Pulsed neutron sources provide notable advantages in well logging tools. They emit high-energy neutrons and can be controlled effectively. These emitted neutrons induce gamma rays, which can be detected and utilized to estimate diverse formation properties. One such application is the determination of elemental concentrations using gamma spectroscopy, enabling accurate characterization of mineralogy and total organic carbon in complex reservoirs. However, in field tests, the extraction of net inelastic energy spectra becomes challenging due to the diverse environment. Additionally, the measurement of actual gamma spectra is susceptible to the effects of formation conditions and detector performance, resulting in statistical errors and unavoidable noise within the measured gamma spectra. Consequently, the accuracy of elemental concentration estimation is reduced.

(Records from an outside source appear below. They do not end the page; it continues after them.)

PR #1899, opened 2024-03-14
source: add suffix parameter to translate_url

abderrahim:
Some sources need to download more than one file from a given URL. An instance of this is the cargo plugin, which needs to download multiple crates from the same crate registry. The names of the crates come from the ref, so it can't know all the URLs it needs at configure time (as they may change with tracking). Instead, it appends the path to the crate after calling Source.translate_url() with the crate registry URL. This will be problematic for source mirrors as they need to know the entire URL to translate it correctly.

This change allows passing the suffix separately so that only the first part, which may contain an alias, is marked and the entire URL is translated. This allows keeping in place the check that all URLs are marked (to check and store the aliases for the purpose of mirroring), while allowing source plugins to avoid workarounds and thus allowing the upcoming source mirrors plugins to translate the full URL.

This attempts to implement this proposal on the mailing list https://lists.apache.org/thread/c9xjlvlv1zhd479l5rqr47pgt82fzb78

### DIFF
--- a/src/buildstream/source.py
+++ b/src/buildstream/source.py
@@ -696,7 +696,9 @@ class Source(Plugin):
 
         return self.__mirror_directory
 
-    def translate_url(self, url: str, *, alias_override: Optional[str] = None, primary: bool = True) -> str:
+    def translate_url(
+        self, url: str, *, alias_override: Optional[str] = None, primary: bool = True, suffix: Optional[str] = None
+    ) -> str:
         """Translates the given url which may be specified with an alias
         into a fully qualified url.
 
@@ -704,6 +706,7 @@ class Source(Plugin):
            url: A URL, which may be using an alias
            alias_override: Optionally, an URI to override the alias with.
            primary: Whether this is the primary URL for the source.
+           suffix: an optional suffix to append to the URL (*Since: 2.2*)
 
         Returns:
            The fully qualified URL, with aliases resolved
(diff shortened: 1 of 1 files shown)


juergbi (approved):

src/buildstream/source.py
```diff
@@ -696,14 +696,17 @@ def get_mirror_directory(self) -> str:
...
+        self, url: str, *, alias_override: Optional[str] = None, primary: bool = True, suffix: Optional[str] = None
+    ) -> str:
         """Translates the given url which may be specified with an alias
         into a fully qualified url.
 
         Args:
            url: A URL, which may be using an alias
            alias_override: Optionally, an URI to override the alias with.
            primary: Whether this is the primary URL for the source.
+           suffix: an optional suffix to append to the URL (*Since: 2.2*)
```
gtristan, line 709: I would elaborate in the following `.. note::`

```diff
.. note::
   This must be called for every URL in the configuration during
   :func:`Plugin.configure() <buildstream.plugin.Plugin.configure>` if
   :func:`Source.mark_download_url() <buildstream.source.Source.mark_download_url>`
   is not called.

+   The *suffix* argument may be used to translate URLs for which only the base portion of
+   the URL was previously marked with :func:`Source.mark_download_url() <buildstream.source.Source.mark_download_url>`
+   at :func:`Plugin.configure() <buildstream.plugin.Plugin.configure>` time.

```

gtristan (approved):
I'm happy with this change, I think it's the safest approach.

We should land this either in advance of the `SourceMirror` plugin, or together.

Note that the `SourceMirror.translate_url()` API cannot be extended in the same way we can extend the `Source.translate_url()` optional kwargs.

gtristan:
Is it normal that `mypy` test is failing in this way ? I don't recall it failing, also it's running a python 3.11 interpreter and complaining that something is only supported since 3.8 :-/

abderrahim:
> Is it normal that `mypy` test is failing in this way ? I don't recall it failing, also it's running a python 3.11 interpreter and complaining that something is only supported since 3.8 :-/

It is "normal" because it isn't limiting the versions of the `types-*` dependencies. The "is only supported since 3.8" is a bug in mypy that is triggered by the updated `types-setuptools`. I'll look into fixing it separately.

To address these challenges, this paper proposes a novel method for accurately estimating formation elemental concentrations. Initially, the capture deduction coefficient is calculated by fitting the gamma time spectra iteratively, enabling the extraction of net inelastic gamma spectra in various formation environments. Subsequently, an iterative support vector regression (ISVR) method is proposed to obtain the stable and accurate non-negative elemental yields, even in the presence of gamma spectrum noise. Finally, the obtained elemental yields are converted to accurate elemental concentrations using the oxide closure model and pseudo-capture spectroscopy. The accuracy and robustness of proposed method are validated on simulated mixed spectra with high noise. Field test results are compared with core analysis results to assess the accuracy of the determined elemental concentrations.